The giri-ninjō tension is the central dramatic engine of Edo-period kabuki and the popular fiction genre of sharebon (洒落本) and ninjōbon (人情本) — books of human feeling — that circulated widely among the merchant and artisan classes. It was analysed sociologically by Ruth Benedict in The Chrysanthemum and the Sword (1946) as one of the defining structures of Japanese culture, though Benedict’s analysis has been substantially revised by subsequent scholarship. Contemporary Japanese drama and literature continue to use the giri-ninjō framework as a productive lens for examining the relationship between social obligation and personal authenticity.

Frequently Asked Questions

What is the moral of A Story of Old Japan?

The obligations we inherit — whether from our parents, our communities, or our own commitments — are not external impositions on our true selves but expressions of who we are. The young man who honours his father’s debt is not sacrificing himself to duty; he is being himself fully, and what remains when the sacrifice is made is exactly the person his betrothed was willing to wait for.

What is giri and how does it differ from Western concepts of duty?

Giri (義理) is social obligation — the specific duties owed to specific people by virtue of relationships, debts, and social roles. Unlike Western concepts of duty, which are often grounded in abstract principle (Kant’s categorical imperative, for instance), giri is relational and particular: you owe specific things to specific people by virtue of what has passed between you. The young man’s giri to the patron exists because of his father’s specific debt to that specific person, not because of a general principle about debt repayment.

What is ninjō and how does it interact with giri?

Ninjō (人情) is human feeling — the emotional and personal dimension of experience, including love, desire, grief, and the wish to be happy.

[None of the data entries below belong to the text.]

Issue #15261, opened 2020-08-11
Version with expired delay rejection is not automatically rejected if another version is awaiting review


AlexandraMoga:
### Describe the problem and steps to reproduce it:
1. Open the listed review page of an add-on with a reviewer account
2. Submit a delay rejection for the latest Approved add-on version - consider this as version `1.0`
3. Upload a new version for this add-on
4. Wait for the delay rejection deadline for the first version to expire and check the add-on review page

### What happened?
The first version has not been automatically rejected when the delay rejection period expired - its status is "Approved · Scheduled for rejection in 0 minutes". It looks like this happens when a new version is still Awaiting review.

### What did you expect to happen?
The version should have been rejected automatically when the grace period ended

### Anything else we should know?
Make sure you are not locking the add-on review by keeping the page open as this will prevent the automatic rejection cron to run on your version.
Add-on examples:
https://reviewers.addons-dev.allizom.org/en-US/reviewers/review/delay-reje-approved-version
https://reviewers.addons-dev.allizom.org/en-US/reviewers/review/cookie-autodelete23

wagnerand:
@AlexandraMoga  I thought the previous version was supposed be disabled immediately?

AlexandraMoga:
@wagnerand I believe this was also mentioned in the requirements doc, but it wasn't implemented (not yet at least).

wagnerand:
It seems we hold off on the delayed rejection until the next version has been reviewed.

Log output:
```
Skipping rejections for add-on 619699 until version 1691835 has been reviewed
Skipping rejections for add-on 620086 until version 1691814 has been reviewed
```

eviljeff:
> 
> 
> It seems we hold off on the delayed rejection until the next version has been reviewed.
> 
> Log output:
> 
> ```
> Skipping rejections for add-on 619699 until version 1691835 has been reviewed
> Skipping rejections for add-on 620086 until version 1691814 has been reviewed
> ```

so, it's by design?  (I guess so we don't reject - and take down the public version - until the next version is reviewed)

wagnerand:
@jvillalobos Can you clarify what the expected flow is for this scenario?

jvillalobos:
It sounds like it's working as expected. The old version can't be auto-disabled because the new version is still awaiting review. The reason it works this way is that the developer is presumably cooperating, so they shouldn't have their version/listing taken down until there's a resolution of the latest version.

[...]

PR #22983, opened 2025-01-13
Add MLBF validation logic and corresponding management command

KevinMind:
Fixes: mozilla/addons#15281

### Description

- Implemented a `validate` method in the `MLBF` class to check for duplicate items in the cache.json, ensuring each item occurs only once and in a single data type.
- Added a new management command `validate_mlbf` to facilitate validation of MLBF directories from the command line.
- Created unit tests to verify the validation logic, ensuring it raises errors for duplicate items within a single data type and across multiple data types.

### Context

We have discovered that MLBFs created since November 2024 are larger than expected. This validation is one step to ensure we do not see unchecked growth in the mlbf by verifying the underlying data set used to produce the filter.

### Testing

- Download the cache.json from the (privately) linked g-drive URL
- move the `mlbf` directory into your "storage" directory in the repository
- Run the below command to validate the data

```bash
./manage.py validate_mlbf.py <id>
```

Where `id` is the timestamp directory name `./mlbf/<id>/`.

### Checklist

### DIFF
--- a/src/olympia/blocklist/management/commands/validate_mlbf.py
+++ b/src/olympia/blocklist/management/commands/validate_mlbf.py
@@ -12,9 +12,19 @@ class Command(BaseCommand):
 
     def add_arguments(self, parser):
         """Handle command arguments."""
-        parser.add_argument('storage_id', help='The storage ID of the MLBF', metavar=('ID'))
+        parser.add_argument(
+            'storage_id', help='The storage ID of the MLBF', metavar=('ID')
+        )
+        parser.add_argument(
+            '--fail-fast',
+            action='store_true',
+            help='Fail fast if an error is found',
+            default=False,
+        )
 
     def handle(self, *args, **options):
         storage_id = options['storage_id']
-        mlbf = MLBF.load_from_storage(storage_id)
-        mlbf.validate()
+        fail_fast = options['fail_fast']
+        log.info(f'Validating MLBF {storage_id} with fail_fast={fail_fast}')
+        mlbf = MLBF.load_from_storage(storage_id, error_on_missing=True)
+        mlbf.validate(fail_fast=fail_fast)
--- a/src/olympia/blocklist/management/commands/validate_mlbf.py
+++ b/src/olympia/blocklist/management/commands/validate_mlbf.py
@@ -1,0 +1,28 @@
+import json
+import os
+
+from django.core.management.base import BaseCommand
+from django.conf import settings
+
+import olympia.core.logger
+from olympia.blocklist.mlbf import MLBF
+
+
+log = olympia.core.logger.getLogger('z.amo.blocklist')
+
+
+class Command(BaseCommand):
+    help = 'Validates a given MLBF directory'
+
+    def add_arguments(self, parser):
+        """Handle command arguments."""
+        parser.add_argument('storage_id', help='The storage ID of the MLBF', metavar=('ID'))
+
+    def load_json(self, json_path):
+        with open(json_path, 'r') as json_file:
+            return json.load(json_file)
+
+    def handle(self, *args, **options):
+        storage_id = options['storage_id']
+        mlbf = MLBF.load_from_storage(storage_id)
+        mlbf.validate()
--- a/src/olympia/blocklist/management/commands/validate_mlbf.py
+++ b/src/olympia/blocklist/management/commands/validate_mlbf.py
@@ -8,7 +8,7 @@ log = olympia.core.logger.getLogger('z.amo.blocklist')
 
 
 class Command(BaseCommand):
-    help = 'Validates a given MLBF directory'
+    help = 'Validates a given MLBF does not contain duplicate items'
 
     def add_arguments(self, parser):
         """Handle command arguments."""
--- a/src/olympia/blocklist/management/commands/validate_mlbf.py
+++ b/src/olympia/blocklist/management/commands/validate_mlbf.py
@@ -1,8 +1,4 @@
-import json
-import os
-
 from django.core.management.base import BaseCommand
-from django.conf import settings
 
 import olympia.core.logger
 from olympia.blocklist.mlbf import MLBF
@@ -17,10 +13,6 @@ class Command(BaseCommand):
     def add_arguments(self, parser):
         """Handle command arguments."""
         parser.add_argument('storage_id', help='The storage ID of the MLBF', metavar=('ID'))
-
-    def load_json(self, json_path):
-        with open(json_path, 'r') as json_file:
-            return json.load(json_file)
 
     def handle(self, *args, **options):
         storage_id = options['storage_id']
--- a/src/olympia/blocklist/management/commands/validate_mlbf.py
+++ b/src/olympia/blocklist/management/commands/validate_mlbf.py
@@ -15,16 +15,9 @@ class Command(BaseCommand):
         parser.add_argument(
             'storage_id', help='The storage ID of the MLBF', metavar=('ID')
         )
-        parser.add_argument(
-            '--fail-fast',
-            action='store_true',
-            help='Fail fast if an error is found',
-            default=False,
-        )
 
     def handle(self, *args, **options):
         storage_id = options['storage_id']
-        fail_fast = options['fail_fast']
-        log.info(f'Validating MLBF {storage_id} with fail_fast={fail_fast}')
+        log.info(f'Validating MLBF {storage_id}')
         mlbf = MLBF.load_from_storage(storage_id, error_on_missing=True)
-        mlbf.validate(fail_fast=fail_fast)
+        mlbf.validate()
--- a/src/olympia/blocklist/mlbf.py
+++ b/src/olympia/blocklist/mlbf.py
@@ -384,15 +384,8 @@ class MLBF:
             > 0
         )
 
-    def validate(self, fail_fast: bool = False):
-        errors = []
+    def validate(self):
         store: Dict[str, Dict[MLBFDataType, int]] = {}
-
-        def add_error(error: str):
-            if fail_fast:
-                raise ValueError(error)
-            log.error(error)
-            errors.append(error)
 
         # Create a map of each guid:version string in the cache.json
         # and the set of data types that contain it and the count of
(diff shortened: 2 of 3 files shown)


Rob--W:
> Now to find out how that happened in the first place and how to prevent.
> 
> FYI @Rob--W you're theory seems to be correct.

Note: although `cache.json` here does indeed have duplicates (which I had observed myself as well), it is not necessarily the root cause for the issues observed in #15261.

In my local testing that lead to https://github.com/mozilla/addons/issues/15261#issuecomment-2584947155, I generated a new MLBF solely based on the `cache.json` file, without de-duplication. This means that if there were any duplicates in `cache.json`, that it would directly contribute to the generated MLBF. The fact that my MLBF is still smaller than what was observed in production is a strong signal that there is additional duplicate data that is not stored in `cache.json`.

KevinMind:
>  I generated a new MLBF solely based on the cache.json file, without de-duplication. This means that if there were any duplicates in cache.json, that it would directly contribute to the generated MLBF. The fact that my MLBF is still smaller than what was observed in production is a strong signal that there is additional duplicate data that is not stored in cache.json.

I'm not sure I follow this logic.

> I generated a new MLBF solely based on the cache.json file, without de-duplication.

What do you mean by that? like what code did you actually run?

> The fact that my MLBF is still smaller than what was observed in production is a strong signal that there is additional duplicate data that is not stored in cache.json.

That makes sense assuming the way you generated the filter is the same as the way production generated it. My understanding of that is based on the answer to the first question.

src/olympia/blocklist/mlbf.py
```diff
@@ -157,28 +157,42 @@ def _all_blocks(self):
...
         )
 
-    def _format_blocks(self, block_type: BlockType) -> List[str]:
-        return MLBF.hash_filter_inputs(
+    def _format_blocks(self, versions: List[Tuple[str, str]]) -> List[str]:
+        unique_versions = set()
+        deduped_versions = []
+
+        for version in versions:
+            if version not in unique_versions:
```
Rob--W, line 165: Question: is there a benefit to looping over the input and checking it for each entry, over using `list(set(versions))` ?

src/olympia/blocklist/mlbf.py
```diff
@@ -77,7 +77,7 @@ def generate_mlbf(stats, include, exclude):
 # Extends the BlockType enum to include versions that have no block of any type
 MLBFDataType = Enum(
     'MLBFDataType',
-    [block_type.name for block_type in BlockType] + ['NOT_BLOCKED', 'not_blocked'],
```
Rob--W, line 80: This is the primary fix to the cause of https://github.com/mozilla/addons/issues/15261#issuecomment-2584947155

Rob--W (commented):
Thanks for putting this fix up so quickly!

The fix of the primary issue looks good to me.

I'll defer to AMO engineers for the approving sign-off, in case they have thoughts on the tests  or implementation details.

src/olympia/blocklist/mlbf.py
KevinMind: Converting to set and back to list breaks order in Python. And it is not faster to do so. So there is actually no real benefit other than code prettiness.

src/olympia/blocklist/tests/test_mlbf.py
```diff
@@ -971,6 +1031,39 @@ def test_generate_filter_returns_expected_data(self):
...
+            version_kw={'version': version},
+            file_kw={'is_signed': True},
+        )
+        addon = addon_factory(
+            version_kw={'version': version},
+            file_kw={'is_signed': True},
+        )
+
+        reused_addon.update(guid=GUID_REUSE_FORMAT.format(addon.id))
+        reused_addon.addonguid.update(guid=addon.guid)
```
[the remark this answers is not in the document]
KevinMind: I'm not sure how I would do that outside of what is already here. I'm explicitly setting the addonguid.guid of reused_addon to the guid of addon... neither are blocked so I cannot check for 2 non existent blocks.. so scratching my head on what exactly to verify?..

src/olympia/blocklist/mlbf.py
eviljeff: I've suggested this in other PRs too, but we could just keep everything as `set`s, and then `sorted(...)` before being written to the JSON file.  Python has efficient set handling (and the syntax is prettier too).

KevinMind: We have talked about this before and then same issue still is that sorting from sets seems to be unpredictable, as far as I've attempted it. I'm happy for someone to open an issue for that but I think changing that here would blow up the scope too much, especially since I'm not even confident it will work.

Also, still, there are zero performance benefits and actual performance costs associated with that approach so I'm not totally sure why we should prefer it in the first place.

src/olympia/blocklist/tests/test_mlbf.py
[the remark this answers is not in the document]
KevinMind: Done. we can verify the addon.addon_guid property are the same.

src/olympia/blocklist/mlbf.py
eviljeff: From previous issues I don't recall any concrete evidence of performance benefits or costs of using `set`s throughout these classes, just a language-agnostic ChatGPT analysis of a single function, that it wouldn't reduce the order of complexity of that function.
But without that evidence (e.g. timing) I agree there isn't justification to refactor in this PR.

willdurand: If that makes things easier, we could also drop the requirement to maintain ordered lists in the `cache.json` file.

Rob--W: > If that makes things easier, we could also drop the requirement to maintain ordered lists in the `cache.json` file.

For the MLBF to be reproducible, the cache.json file must either contain the entries in the order of generation (which is the case today), or the order should be deterministically derivable from the cache.json file.

src/olympia/blocklist/management/commands/validate_mlbf.py
```diff
@@ -0,0 +1,23 @@
...
+
+import olympia.core.logger
+from olympia.blocklist.mlbf import MLBF
+
+
+log = olympia.core.logger.getLogger('z.amo.blocklist')
+
+
+class Command(BaseCommand):
+    help = 'Validates a given MLBF directory'
```
eviljeff, line 11: nit: It'd be nice if the help text was a little bit descriptive

src/olympia/blocklist/mlbf.py
willdurand: That requirement had nothing to do with the reproducibility of MLBFs. It's nice and I didn't know about it, but if we can simplify code and avoid bugs like this one to happen again, then I'd lean towards simplicity.

src/olympia/blocklist/mlbf.py
```diff
@@ -384,6 +398,38 @@ def should_upload_stash(
             > 0
         )
 
+    def validate(self):
+        store: Dict[str, Dict[MLBFDataType, int]] = {}
```
eviljeff, line 402: nit: type annotation _within_ a function doesn't give us anything.

src/olympia/blocklist/mlbf.py
```diff
@@ -384,6 +398,38 @@ def should_upload_stash(
...
+        # how many times it occurs in each data type.
+        for key in MLBFDataType:
+            for item in self.data[key]:
+                if item in store:
+                    if key in store[item]:
+                        store[item][key] = store[item][key] + 1
+                    else:
+                        store[item][key] = 1
+                else:
+                    store[item] = {key: 1}
```
eviljeff, line 415: this reads like a use for `defaultdict`?
`store = defaultdict(lambda: defaultdict(int))` and then `store[item][key] = store[item][key] +1`

src/olympia/blocklist/mlbf.py
Rob--W: > That requirement had nothing to do with the reproducibility of MLBFs

It did. To identify the cause of the bug I had to reproduce the MLBF from its inputs, independently of AMO's code. An alternative way to achieve reproducibility in my verification tool is to "manually" sort the list after reading from cache.json.

As long as the steps are deterministic it does not really matter how cache.json looks like, and that is what I meant by "or the order should be deterministically derivable from the cache.json file.".

This thread here is rather long, and not critical in relation to the bug or operation. So it would be ideal if we don't block the PR on this discussion, and if there is any desire to make changes, to do that in a follow-up. The critical part of this patch is at line 80.

KevinMind: Regardless of any decision, I would not do that here or now. Way too much scope increase. I also don't really see the argument for removing a useful feature that is here and works... because we like sets?..

src/olympia/blocklist/mlbf.py
```diff
@@ -384,6 +398,38 @@ def should_upload_stash(
...
+
+        # Verify that each item occurs only one time and in only one data type
+        for item, data_types in store.items():
+            # We expect each item to only occur in one data type
+            if len(data_types) > 1:
+                formatted_data_types = ', '.join(key.name for key in data_types.keys())
+                raise ValueError(
+                    f'Item {item} found in multiple data types: '
+                    f'{formatted_data_types}'
```
eviljeff, line 424: nit
```suggestion
                    f'Item {item} found in multiple data types: {formatted_data_types}'
```

eviljeff (approved):
just some code nits.  I'll defer to Rob/Will's opinions for whether this is doing the "right" thing.

src/olympia/blocklist/mlbf.py
KevinMind: I think that fails linting for line to long but will try.

src/olympia/blocklist/mlbf.py
KevinMind: It helps me keep straight what the shape of the dictionary should be. I wish python would just let us use types properly but this is the closest I could get.

src/olympia/blocklist/management/commands/validate_mlbf.py
KevinMind: Better?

In Japanese social ethics, ninjō is not the opposite of giri but its complement and its source of difficulty: we feel things for specific people that sometimes pull against what we owe to other specific people, and the question of which to honour is the central drama of giri-ninjō tales. The best outcomes are not those where one suppresses the other but those where a person of genuine quality finds a way to honour both.

Why does the patron weep when the young man repays the debt?

Because the repayment reveals that the patron’s generosity — extended to the young man’s father without expectation of return — produced a character in the next generation that chose to return it anyway. The patron is weeping not for the money but for the evidence it provides that what he gave was received in the spirit it was offered, and carried forward in a way that exceeded anything he could have required.

What does the betrothed’s “I will wait” mean in context?

It means she understands who she agreed to marry, and that who she agreed to marry is exactly the person who would do this. Her waiting is not passive resignation — it is active affirmation: she is choosing to wait for a person whose quality the decision has demonstrated, which is the most reliable information she could have about the years ahead. “I will wait” is also her expression of her own giri and ninjō — the duty she has entered and the love that makes the duty genuine.